◆ **TASK INSTRUCTIONS**
Look through the records and copy each line that has "dropdown" in it.

◆ **MATERIAL SHOWN**
PR #1098, opened 2016-10-07
feat(bundle): to UMD format

lifaon74:
Quick fix from https://github.com/valor-software/ng2-bootstrap/issues/1093

### DIFF
--- a/.npmignore
+++ b/.npmignore
@@ -37,6 +37,8 @@ webpack.config.js
 *.js.map
 !/bundles/*.js.map
 !*.d.ts
+!*.metadata.json
+make.js
 /components/**/*.ts
 !/components/**/*.d.ts
 
--- a/components/accordion/accordion-group.component.ts
+++ b/components/accordion/accordion-group.component.ts
@@ -4,8 +4,6 @@ import {
 
 import { AccordionComponent } from './accordion.component';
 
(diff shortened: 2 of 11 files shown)


lifaon74:
I inline source maps because I let developpers to minimize by themself files (and removing comments). It avoids to have too many files. You can change it as your conveniance.

valorkin:
Without this key mouse events, universal is not working :)

valorkin:
can you leave here only .npmignore and make.js files?
and revert all other changes?

lifaon74:
Done

valorkin:
Please check that AoT works fine,
I will play with this one :)
Thanks for quick reaction

lifaon74:
My bad, i forgot to rollback some files

valorkin:
ok, thing is
If I am planning to roll out this one
everybody will have to, replace 
`import 'ng2-bootstrap\ng2-bootstrap'` to `import 'ng2-bootstrap'`
what is actually an artifact from ng2 alfas

valorkin:
ok, testing with system.js and ng-cli (webpack)

valorkin:
ng-cli: normal and AoT versions both imports working fine ;)

valorkin:
released as @beta,
check plunker and angular2-quickstart

PR #1099, opened 2016-10-07
fix(tooltip): show & hide methods should not need any arguments

davidloiret:


valorkin:
yep, agreed
may be I will revert it back, when will add a way to prevent executing show\hide from code

PR #1104, opened 2016-10-10
fix(Typeahead): Emit `TypeaheadMatch`, not `{item: TypeaheadMatch}`

### LINKED ISSUE #1103: Typeahead: Extra nesting bug with onSelect data since v1.1.10
Hi,

`(typeaheadOnSelect)` previously emitted an `Object {item: any}` argument, from v1.1.10 it emits an `Object {item: TypeaheadMatch {item: any, value: string, header: string}}`, causing an exception in the parent component because the data is now in `event.item.item` (previously `event.item`).

One would expect either `Object {item: any}` or `TypeaheadMatch {item: any, value: string, header: string}` instead.

I'd be happy to provide additional information if needed (v1.1.9 appears to be working correctly).

adrienverge:
Previously `(typeaheadOnSelect)` emitted:

```
Object {item: any}
```

from v1.1.10 it emits:

```
Object {item: TypeaheadMatch {item: any, value: string, header: string}}
```

whereas the intended value is:

```
TypeaheadMatch {item: any, value: string, header: string}
```

This commit fixes that.

Closes: #1103

### DIFF
--- a/components/typeahead/typeahead-container.component.ts
+++ b/components/typeahead/typeahead-container.component.ts
@@ -192,9 +192,7 @@ export class TypeaheadContainerComponent {
     }
     this.parent.changeModel(value);
     setTimeout(() =>
-      this.parent.typeaheadOnSelect.emit({
-        item: value
-      }), 0
+      this.parent.typeaheadOnSelect.emit(value), 0
     );
     return false;
   }


Martin-Luft:
Thanks for your PR :) But I think you forget something. Here is my PR: https://github.com/valor-software/ng2-bootstrap/pull/1105

valorkin:
Thanks for fast fix!

PR #1105, opened 2016-10-10
fix #1103 by not nesting the TypeaheadMatch object into an object

### LINKED ISSUE #1103: Typeahead: Extra nesting bug with onSelect data since v1.1.10

Martin-Luft:
fix #1103 by not nesting the TypeaheadMatch object into an object


adrienverge:
Thanks :+1:

valorkin:
you can use it already with 
`npm install ng2-bootstrap@beta --save`

PR #1109, opened 2016-10-10
Accordion should use cards

tranlamnhatnam:
- https://github.com/twbs/bootstrap/pull/17159
- https://github.com/twbs/bootstrap/pull/20870


Martin-Luft:
The offical Bootstrap v3 example uses panels, hmmm... http://getbootstrap.com/javascript/#collapse-example-accordion

Your commit break the tests :(

OK cards are only available in v4... So we must distinguish the code between v3 and v4...

Martin-Luft:
Please have a look at https://github.com/valor-software/ng2-bootstrap/tree/PR1109

I fixed the tests... But no distinction between v3 and v4 :(

PR #1115, opened 2016-10-12
Pagination: allow setting of a custom css class on <li>

SylTi:
Make possible `<li class="btn btn-primary">` for example

### DIFF
--- a/components/pagination/pager.component.ts
+++ b/components/pagination/pager.component.ts
@@ -7,16 +7,16 @@ const pagerConfig = {
   itemsPerPage: 10,
   previousText: '« Previous',
   nextText: 'Next »',
-  classLi: '',
+  pageBtnClass: '',
   align: true
 };
 
 const PAGER_TEMPLATE = `
     <ul class="pager">
-      <li [class.disabled]="noPrevious()" [class.previous]="align" [ngClass]="{'pull-right': align}" class="{{ classLi }}">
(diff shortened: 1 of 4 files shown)


valorkin:
need to think about it a sec, 
1. classLi property doesn't describe what it does
2. `class="{{ classLi }} " need to check will it work with`[class]="classLi"`

SylTi:
1. I can change the name to something li;e `setLiClass` if you want (I'm open to suggestions).
2. [class] overwrite all existing class. That's not what we want

valorkin:
1. by meaning it seems to be `pageBtnClass` ? seems to be pretty intuitive name
2. what about `[ngClass]` ?

SylTi:
1. Fine by me I will change it to that and push the new commit.
2. It won't work for  the pager already have : `[ngClass]="{'pull-right': align}"`

valorkin:
what I am afraid of: if `pageBtnClass` will change after disable changed, it can overwrite the whole class

SylTi:
By setting the property to `btn btn-primary' : 

https://postimg.org/image/e5s4zkz2x/

Disable seems to work fine.

valorkin:
yes, now it looks much more readable,
if you are in hurry I can merge and publish it is as @beta now and cover with tests later
or you can cover it with test now

SylTi:
I will try to do the tests this weekend !

SylTi:
Is there no existing test for the pagination ? Can't find the .spec

PR #1116, opened 2016-10-12
feat(tooltip): added Tooltip delay functionality

Serginho:
I need this functionality, so I decided to implement it.

TsLint is ok.
Docs are updated.

If I forgot something, just tell me.

### DIFF
--- a/components/tooltip/tooltip.directive.ts
+++ b/components/tooltip/tooltip.directive.ts
@@ -1,5 +1,13 @@
 import {
-  ComponentRef, Directive, HostListener, Input, ReflectiveInjector, TemplateRef, ViewContainerRef, Output, EventEmitter
+  ComponentRef,
+  Directive,
+  HostListener,
+  Input,
+  ReflectiveInjector,
+  TemplateRef,
+  ViewContainerRef,
+  Output,
+  EventEmitter
 } from '@angular/core';
 
 import { TooltipContainerComponent } from './tooltip-container.component';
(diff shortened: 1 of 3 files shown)


components/tooltip/tooltip.directive.ts
```diff
@@ -43,37 +46,46 @@ export class TooltipDirective {
...
-
-    let binding = ReflectiveInjector.resolve([
-      {provide: TooltipOptions, useValue: options}
-    ]);
-
-    this.tooltip = this.componentsHelper
-      .appendNextToLocation(TooltipContainerComponent, this.viewContainerRef, binding);
 
-    this.triggerStateChanged();
+    this.delayTimeoutId = setTimeout(() => {
```
valorkin: setTimeout should be used `only` when it is passed
so can you do

```
const showTooltip = () => {...};
if (!this.delay) { showTooltip(); } else { setTimeout(showTooltip, this.delay); }
```

and than you don't need default value for delay

components/tooltip/tooltip.directive.ts
```diff
@@ -43,37 +46,46 @@ export class TooltipDirective {
...
+      this.triggerStateChanged();
+    }, this.delay);
   }
 
   // params event, target
   @HostListener('focusout')
   @HostListener('mouseleave')
   public hide():void {
+    if (this.delayTimeoutId) {
+      clearTimeout(this.delayTimeoutId);
```
valorkin, line 100: actually you can do it, like
`this.delayTimeoutId = clearTimeout(this.delayTimeoutId);`

valorkin:
Except 2 small changes looks great to me 👍

Serginho:
Do you want me to change anything else?

components/tooltip/tooltip.directive.ts
```diff
@@ -33,6 +34,8 @@ export class TooltipDirective {
   private visible:boolean = false;
   private tooltip:ComponentRef<any>;
 
+  private delayTimeoutId:NodeJS.Timer;
```
valorkin: This type can break AoT compliance, but I will have to check it manually

valorkin (changes requested):
this 3 small things

valorkin:
@Serginho oh, sorry I did not saw  this `submit review` thing before

components/tooltip/tooltip.directive.ts
Serginho: At first I used type number, but when I created the pull request, travis cancel the build because `Error: Error at /home/travis/build/valor-software/ng2-bootstrap/components/tooltip/tooltip.directive.ts:53:5: Type 'Timer' is not assignable to type 'number'.` So I changed it in the last commit.
Even WebStorm lib.d.ts uses number as a return type, but not node.

components/tooltip/tooltip.directive.ts
Serginho: This produces a lint error: `Assigned expression type void is not assignable to type NodeJS.Timer`

components/tooltip/tooltip.directive.ts
valorkin: ok, I have checked lib es6 typings, this one should be `number`

components/tooltip/tooltip.directive.ts
Serginho: Do it!

components/tooltip/tooltip.directive.ts
valorkin: yeap, sure. sorry, sometimes I forgot about TS cons :)

valorkin (approved):
Awesome! Thank you so much

components/tooltip/tooltip.directive.ts
Serginho: Ok then... What do we do with CI error? If I change to number, the build will fail.

Issue #1040, opened 2016-09-27
Accordion has forced H4 in heading


Bengreen:
The heading of panel in accordion (accordion-group.component.ts) automatically includes a H4 type heading, forcing everything inside to be a H4. Can you change this to a div and allow flexibility to change this.
If H4 is needed this can be provided by using the accordion-heading attribute.

valorkin:
Will be merged tomorrow

PR #1122, opened 2016-10-13
Update accordion

edinfazlic:
Changed Accordion panel title from h4 to div to be more WCAG compliant.


Bengreen:
Any progress on this as it would close #1040

valorkin:
applied, thank you!

PR #1155, opened 2016-10-24
Fixed modal onShow

CodingDK:
Fixed onShown event on modals so that the event not will be fired 2 times anymore. 
Before this commit it will be fired 2 times.


valorkin:
oh, it is a misprint
it should `onBeforeShow` event fired at that place
so you can prevent showing modals in last moment
same for closing, but this event was skipped for now
thanks for pointing! :)

PR #6451, opened 2022-04-05
fix: add bs-datepicker.css file to package.json exports

### LINKED ISSUE #6449: Yarn PnP cannot import bs-datepicker.css
On a working Angular codebase which has a less import statement `@import (less) 'ngx-bootstrap/datepicker/bs-datepicker.css';`, if I switch to using Yarn PNP, webpack loader throws an error that it cannot find the file.

If I edit the generated "package.json"  of ngx-boostrap and  add `"./datepicker/bs-datepicker.css": "./datepicker/bs-datepicker.css"`  to the "exports" property, the error goes away and seems to be resolved.

This is probably not a bug in Yarn itself as the Node docs (and the original proposal) seem to suggest that the "exports" field is used to conceal internals and until Yarn PNP (using the conventional 'node_modules" folder) there was just no simple way to enforce it.:
https://nodejs.org/api/packages.html#packages_exports
https://github.com/jkrems/proposal-pkg-exports/

salmoro:
This PR enables importing "bs-datepicker.css" file when using Yarn with PnP. When declared, the "exports" field in a package.json is meant to conceal and exclude all unspecified files or directories. Until now the exclusion of "bs-datepicker.css" wasn't an apparent issue because no other package manager/strategy is able to enforce disallowing importing files not specified in the "exports" field but Yarn with PnP enforces it.

https://nodejs.org/api/packages.html#packages_exports
https://github.com/jkrems/proposal-pkg-exports/
https://angular.io/guide/creating-libraries#managing-assets-in-a-library

fixes #6449

### DIFF
--- a/src/root/package.json
+++ b/src/root/package.json
@@ -80,6 +80,9 @@
       "node": "./datepicker/fesm2015/ngx-bootstrap-datepicker.mjs",
       "default": "./datepicker/fesm2020/ngx-bootstrap-datepicker.mjs"
     },
+    "./datepicker/bs-datepicker.css": {
+      "style": "./datepicker/bs-datepicker.css"
+    },
     "./dropdown": {
       "types": "./dropdown/ngx-bootstrap-dropdown.d.ts",
       "esm2020": "./dropdown/esm2020/ngx-bootstrap-dropdown.mjs",


valorkin (approved):

valorkin:
thanks for your help:)

PR #6457, opened 2022-04-25
fix(datepicker): fixed timepicker updates in datepicker with timepicker

### LINKED ISSUE #6433: DatePicker withTimePicker
When using the _Datepicker_ with _withTimePicker_ option the only way to set the time is when the initial input value is empty.  You must then set the time before selecting the date.  It is not possible to reset the time after re-opening the date picker, even if the time is changed and a different day is selected the time value will not change.
The problem can be found using the demo on the ngx-bootstrap site (v8.0.0):
[Date-picker-with-time-picker](https://valor-software.com/ngx-bootstrap/#/components/datepicker?tab=overview#with-timepicker)

SvetlanaMuravlova:
fix(datepicker): fixed timepicker updates in datepicker with timepicker
closes #6433


wedgberto:
I checked the demo site and can confirm that the daterangepicker does now emit time changes, however the picker has become painful to use because it is not possible to select a complete datetime range without the picker closing down multiple times!
daterangepicker-time-dance

SvetlanaMuravlova:
> I checked the demo site and can confirm that the daterangepicker does now emit time changes, however the picker has become painful to use because it is not possible to select a complete datetime range without the picker closing down multiple times! daterangepicker-time-dance

I checked your issue, and i can confirm it. But as i can see it is default behavior of datepicker and daterangepicker, so you can open a new issue as enhancement for it  and we will discuss it.

Tea-Ice:
@valorkin Any chance of merging this in?

queejie:
It seems like the bug that I'm experiencing is identified here, but the fix was not incorporated?  You can't scroll the time without the dialog closing, and if you pick a date before setting the time, it closes before you can do anything else.

SvetlanaMuravlova:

◆ **TASK SOLUTION**
     "./dropdown": {
       "types": "./dropdown/ngx-bootstrap-dropdown.d.ts",
       "esm2020": "./dropdown/esm2020/ngx-bootstrap-dropdown.mjs",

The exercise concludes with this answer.